Shining A Light Into Your Eggs
Reading Time: 4 minutes
How do you know what’s going on inside your incubating eggs? You “candle” your eggs by shining a bright light against the shell and getting a glimpse of the interior goings on.
What Is A “Candler?”
Called “candelers” because candles were originally used, the contemporary versions are more powerful, but won’t hurt your eggs. You can purchase candlers for a few dollars, useful for small flock owners, to ones worth one hundred dollars for large flock producers. What makes candlers unique is that they shine a very bright light without heating up the egg and risking damage.
How To Use a Candler
Candlers can be hand-held or sit on a flat surface. Place the large end of the egg, where the air cell is, against the candler. You’ll see the air sac at the bottom as a bright space. Above that, if the egg is fertilized, you’ll see a network of veins coming out of a dark blob close to the center of the egg. If the egg isn’t fertilized, there won’t be veins or the blob. By seven days, if eggs haven’t developed an embryo, they should be removed from the incubator. You can continue to candle eggs, judiciously, to check on development. But remember that there are periods, discussed below when you should not be opening the incubator.
Unfertilized eggs can rot, giving off gases that can affect the other eggs. Rotten eggs can also explode, which is a mess you don’t want to clean up.
Once you put the eggs in the incubator and start the process, eggs develop rapidly. During the first 24 hours, the embryo weight for a heavy-breed-breed chicken is .0002 grams, and the eyes are beginning to develop. Heart tissue begins to develop at 25 hours, and around 42 hours, the tissue starts emitting electrical impulses.
Below is a list of the developments that you can expect to see in normal embryo development.
Day 3 The structure for the beak, and the leg and wing buds appear. The embryo turns 90 degrees, with the yolk on its left side.
Day 4 Eyes are becoming visible, which might show up as a red spot with candling.
Day 5 Sex becomes genetically distinguished – hen or rooster.
Day 7 Knee and elbow joints have developed and digits are beginning to appear. The heart is now enclosed in a tiny thoracic cavity.
Day 9-10 The structures around the eye continue to develop, such as the eyelids. By Day 10, feathers are developing and the beak has grown and hardened. All these developments are still tiny. If you candle around this time, you’ll see well-developed blood vessels.

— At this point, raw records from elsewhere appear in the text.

PR #1508, opened 2017-07-21
Add Progress Tracking Infrastructure

aamederen:
This change adds a general purpose infrastructure to log and monitor
process about long running progresses. It uses
`pg_stat_get_progress_info` infrastructure, introduced with PostgreSQL
9.6 and used for tracking `VACUUM` commands.

This patch only handles the creation of a memory space in dynamic shared
memory, putting its info in `pg_stat_get_progress_info`, fetching the
progress monitors on demand and finalizing the progress tracking.

**NOTE and HELP REQUEST** Isolation Tests are WIP and not working because currently end of a command releases the allocated DSM segment. This makes it hard to test this infrastructure by itself in an automated fashion. It might be required to remove the tests altogether, if we cannot find a way to persist the allocated DSM segments at the end of a command. 

In other words:
```
postgres=# SELECT create_progress(1337, 8);                                               
WARNING:  01000: dynamic shared memory leak: segment 1443405848 still referenced
LOCATION:  PrintDSMLeakWarning, resowner.c:1268
 create_progress
-----------------

(1 row)
```

The mentioned segment is released/removed after the WARNING is shown.


marcocitus:
> NOTE and HELP REQUEST Isolation Tests are WIP and not working because currently end of a command releases the allocated DSM segment. This makes it hard to test this infrastructure by itself in an automated fashion. It might be required to remove the tests altogether, if we cannot find a way to persist the allocated DSM segments at the end of a command.

End of the command or end of the transaction? You typically have to use transaction blocks in isolation tests.

src/backend/distributed/progress/multi_progress.c
```diff
@@ -0,0 +1,287 @@
...
+
+	monitorSize = sizeof(ProgressMonitorHeader) + stepSize * stepCount;
+	dsmSegment = dsm_create(monitorSize, DSM_CREATE_NULL_IF_MAXSEGMENTS);
+
+	if (dsmSegment == NULL)
+	{
+		ereport(WARNING,
+				(errmsg(
+					 "Couldn't create a dynamic shared memory segment to keep track of "
+					 "progress of the current command.")));
```
marcocitus: `errmsg` convention is to use `could not create ...` and no dot at the end.

Maybe shorten the lines here such that `errmsg` fits on the same line as `ereport`.

src/backend/distributed/progress/multi_progress.c
```diff
@@ -0,0 +1,287 @@
...
+
+
+/*
+ * FinalizeProgressMonitor releases the dynamic memory segment of the current progress
+ * and removes the process from pg_stat_get_progress_info() output.
+ */
+void
+FinalizeProgressMonitor(void)
+{
+	dsm_segment *segment = dsm_find_mapping(currentProgressDSMHandle);
```
marcocitus: For consistency `segment`->`dsmSegment`

src/backend/distributed/test/progress_utils.c
```diff
@@ -0,0 +1,149 @@
...
+
+		for (stepIndex = 0; stepIndex < header->stepCount; stepIndex++)
+		{
+			uint64 *step = steps + stepIndex;
+
+			Datum values[2];
+			bool nulls[2];
+
+			MemSet(values, 0, sizeof(values));
+			MemSet(nulls, 0, sizeof(nulls));
```
marcocitus: we mostly use `memset` instead of `MemSet`

src/include/distributed/multi_progress.h
```diff
@@ -0,0 +1,43 @@
...
+/* Undefined on PostgreSQL <= 9.6 */
+#define DSM_HANDLE_INVALID 0
+extern Datum pg_stat_get_progress_info(PG_FUNCTION_ARGS);
+#endif
+
+typedef struct ProgressMonitorHeader
+{
+	uint64 processId;
+	int stepCount;
+} ProgressMonitorHeader;
```
marcocitus: Could we call this `ProgressMonitorData` and include the steps? or alternatively `ProgressMonitorData` could contain a `ProgressMonitorHeader` and steps.

src/backend/distributed/progress/multi_progress.c
```diff
@@ -0,0 +1,287 @@
...
+	}
+}
+
+
+/*
+ * FinalizeProgressMonitor releases the dynamic memory segment of the current progress
+ * and removes the process from pg_stat_get_progress_info() output.
+ */
+void
+FinalizeProgressMonitor(void)
```
marcocitus: To clarify which progress monitor, maybe `FinalizeMyProgressMonitor`.

src/test/regress/specs/isolation_progress_monitoring.spec
```diff
@@ -0,0 +1,74 @@
+setup
+{
+    CREATE FUNCTION create_progress(bigint, bigint)
+	RETURNS void
+	AS 'citus'
```
marcocitus: alignment is a little off in this file

src/backend/distributed/progress/multi_progress.c
aamederen: Thanks, it's been a long time :) fixed them.

src/backend/distributed/progress/multi_progress.c
```diff
@@ -0,0 +1,287 @@
...
+
+	if (dsmSegment == NULL)
+	{
+		dsmSegment = dsm_attach(currentProgressDSMHandle);
+	}
+
+	if (dsmSegment == NULL)
+	{
+		header = NULL;
+		steps = NULL;
```
aamederen: Makes sense to include steps and header data in a `ProgressMonitorData` struct

src/backend/distributed/progress/multi_progress.c
aamederen: Changed names to `FinalizeCurrentProgressMonitor` and `GetCurrentProgressMonitor`

src/backend/distributed/progress/multi_progress.c
aamederen: changed all `segment`s to `dsmSegment`

src/backend/distributed/test/progress_utils.c
aamederen: for consistency, I have changed it to `memset` but I wonder why do we use it instead of `MemSet`. Postgres code says `MemSet` is faster.

src/include/distributed/multi_progress.h
aamederen: Makes sense, made the changes.

src/test/regress/specs/isolation_progress_monitoring.spec
aamederen: Should be ok now

aamederen:
I tried to explain why I cannot do isolation tests in a common language: SQL :)

```
CREATE FUNCTION create_progress(bigint, bigint)
RETURNS void
AS 'citus'
LANGUAGE C STRICT;

CREATE FUNCTION update_progress(bigint, bigint)
RETURNS void
AS 'citus'
LANGUAGE C STRICT;

CREATE FUNCTION finish_progress()
RETURNS void
AS 'citus'
LANGUAGE C STRICT;

CREATE OR REPLACE FUNCTION show_progress(bigint)
RETURNS TABLE(step int, progress bigint)
AS 'citus'
LANGUAGE C STRICT;

CREATE OR REPLACE FUNCTION some_operation()
	RETURNS VOID AS $$
BEGIN
	PERFORM create_progress(1337, 5);
	PERFORM pg_sleep(3);
	PERFORM update_progress(2, 78);
	PERFORM pg_sleep(2);
	PERFORM update_progress(3, 37);
	PERFORM pg_sleep(2);
	PERFORM update_progress(4, 22);
	PERFORM pg_sleep(3);
	PERFORM finish_progress();
END;
$$ LANGUAGE 'plpgsql';


-- In a separate session for monitoring:
SELECT * FROM show_progress(1337) \watch 1


-- works with no problems and progress is shown on the monitoring session
SELECT some_operation();

-- Here is the problem
BEGIN;
SELECT create_progress(1337, 5); -- DSM Leak Warning
SELECT pg_sleep(3);
SELECT update_progress(2, 78); -- Errors out
ROLLBACK;
```
So basically, if `create_progress` function is called in a transaction, then it releases the DSM segment and also gives a warning about dsm leakage. But, if all these commands are wrapped in a pl/pgsql function, then that dsm segment is not released at the end of command and everything works fine.

I am not sure how can I write isolation tests with this behavior. Any ideas @marcocitus ?

marcocitus:
You could make your some_operation function block on a lock held by another session. Isolation tests continue with the next step as soon as a step gets blocked on a lock.

aamederen:
@marcocitus thanks, I have updated the PR and added proper isolation tests.

src/test/regress/specs/isolation_progress_monitoring.spec
```diff
@@ -19,6 +19,22 @@ setup
...
+		PERFORM create_progress(command_type, 2);
+		PERFORM pg_advisory_lock(lockid);
+		PERFORM update_progress(0, progress);
+		PERFORM pg_advisory_lock(lockid+1);
+		PERFORM update_progress(1, progress);
+		PERFORM pg_advisory_lock(lockid+2);
+		PERFORM finish_progress();
+		PERFORM pg_advisory_unlock(lockid);
+		PERFORM pg_advisory_unlock(lockid+1);
+		PERFORM pg_advisory_unlock(lockid+2);
```
marcocitus: These locks are making me a little dizzy :). Comments on what's going on would be helpful.

You could use `pg_advisory_xact_lock` here to avoid having to unlock.

src/backend/distributed/test/progress_utils.c
```diff
@@ -0,0 +1,147 @@
...
+
+
+Datum
+update_progress(PG_FUNCTION_ARGS)
+{
+	uint64 step = PG_GETARG_INT64(0);
+	uint64 newValue = PG_GETARG_INT64(1);
+
+	ProgressMonitorData *monitor = GetCurrentProgressMonitor();
+	uint64 *steps = (uint64 *) monitor->steps;
```
marcocitus: It's probably not necessary to check for NULL here since it's a test, but might still be useful in case someone copies this pattern.

src/backend/distributed/progress/multi_progress.c
```diff
@@ -0,0 +1,285 @@
...
+				void *monitorAddress = dsm_segment_address(dsmSegment);
+				ProgressMonitorData *monitor =
+					MonitorDataFromDSMSegmentAddress(monitorAddress);
+				*attachedDSMSegments = lappend(*attachedDSMSegments, dsmSegment);
+				monitorList = lappend(monitorList, monitor);
+			}
+			else
+			{
+				ereport(WARNING,
+						(errmsg("operation details of a command couldn't be fetched")));
```
marcocitus: not sure I understand this error message

src/backend/distributed/progress/multi_progress.c
```diff
@@ -0,0 +1,285 @@
...
+			if (dsmSegment == NULL)
+			{
+				dsmSegment = dsm_attach(dsmHandle);
+			}
+
+			if (dsmSegment != NULL)
+			{
+				void *monitorAddress = dsm_segment_address(dsmSegment);
+				ProgressMonitorData *monitor =
+					MonitorDataFromDSMSegmentAddress(monitorAddress);
```
marcocitus: The code above looks suspiciously similar to `GetCurrentProgressMonitor`, is there a way to combine them?

src/test/regress/specs/isolation_progress_monitoring.spec
aamederen: Yeah, that's a lot of locks but to be able to control each step, I added these locks. Not sure if it's possible to do with less locks. 

I added some comments about the rationale of the test scenario and also converted the ones inside the `sample_operation` function to `pg_advisory_xact_lock`s.

src/test/regress/specs/isolation_progress_monitoring.spec
```diff
@@ -27,48 +43,74 @@ teardown
...
+{
+	SELECT pg_advisory_unlock(12);
+	SELECT pg_advisory_unlock(22);
+	SELECT pg_advisory_unlock(32);
+}
+
+session "monitor"
 
-step "s3-get-progress-info"
+step "progress"
```
aamederen: Makes sense

src/backend/distributed/test/progress_utils.c
aamederen: Right, basically I was imagining the usage in shard rebalancer would be a proper reference but it shouldn't hurt to do some checks here.

src/backend/distributed/progress/multi_progress.c
aamederen: Right, I changed `MonitorDataFromDSMSegmentAddress` to reuse this logic.

src/backend/distributed/progress/multi_progress.c
aamederen: With the other changes, I think this message is obsolete so I removed it.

Days 13-14 Weighing in at 7.39 grams, the original tiny blob has doubled its weight over 15 times! The claws are developing and the embryo is moving again — toward hatching position. Candling will reveal that the egg space is more than half filled by the embryo, and light doesn’t penetrate the dark area.
Days 18-19 The yolk sac is gradually being drawn into the embryo’s body, providing nutrients that the chick will need upon hatching.
Days 20-21 If you candle at this stage, you’ll see that there is a membrane all the way around the embryo. By Day 21, you may also notice some internal “pipping”, where the embryo is using its beak to poke through the membrane and is now breathing the air in the air sac.
After 21 days, the embryo pushes its beak through the air sac while the allantois dries up as the embryo starts to use its lung to breathe. Using the “egg tooth” or sharp horny structure on the upper beak, the embryo pips or pecks at the shell. Once the shell has been pierced, the chick will now be breathing outside air, and will start to “zip” or break open the shell enough to flop out. The whole process of pipping and zipping can take 12 to 18 hours. Try not to handle the egg during this process as the embryo has carefully positioned itself to be able to escape.
When To Candle
Limit your candling. While it’s terribly tempting to take lots of peeks, the less you handle the eggs, the better. It’s generally recommended not to candle a single more than two or three times: once before placing an egg into the incubator, at seven days to check for development, and at 18 days to make sure that only viable eggs go into a hatcher, or when you shut the incubator down to maintain humidity. That first check lets you look for any micro-cracks in the shell that could lead to contamination of the embryo.
If you’ve never candled before, you can practice on unfertilized eggs, to get used to handling the delicate ovoid and not pressing the light too hard against it. Oh, and you’ll want to watch a bunch of YouTube videos to learn different techniques.
Dispose of any eggs that look cloudy or have a brownish tinge. After you have set the eggs to be incubated, if you have any doubts about how an egg is looking the first time you candle it, leave it for a couple of days and try again. You’ll rapidly train your eye to see the veins and embryo earlier to know which eggs are viable.
Carla Tilghman is an urban chicken lady, raising primarily egg layers. Whether ordering fertilized eggs or working with a farm friend to breed heritage hens, she enjoys the whole incubating experience. In addition to weaving and knitting, she’s the editor of Backyard Poultry magazine.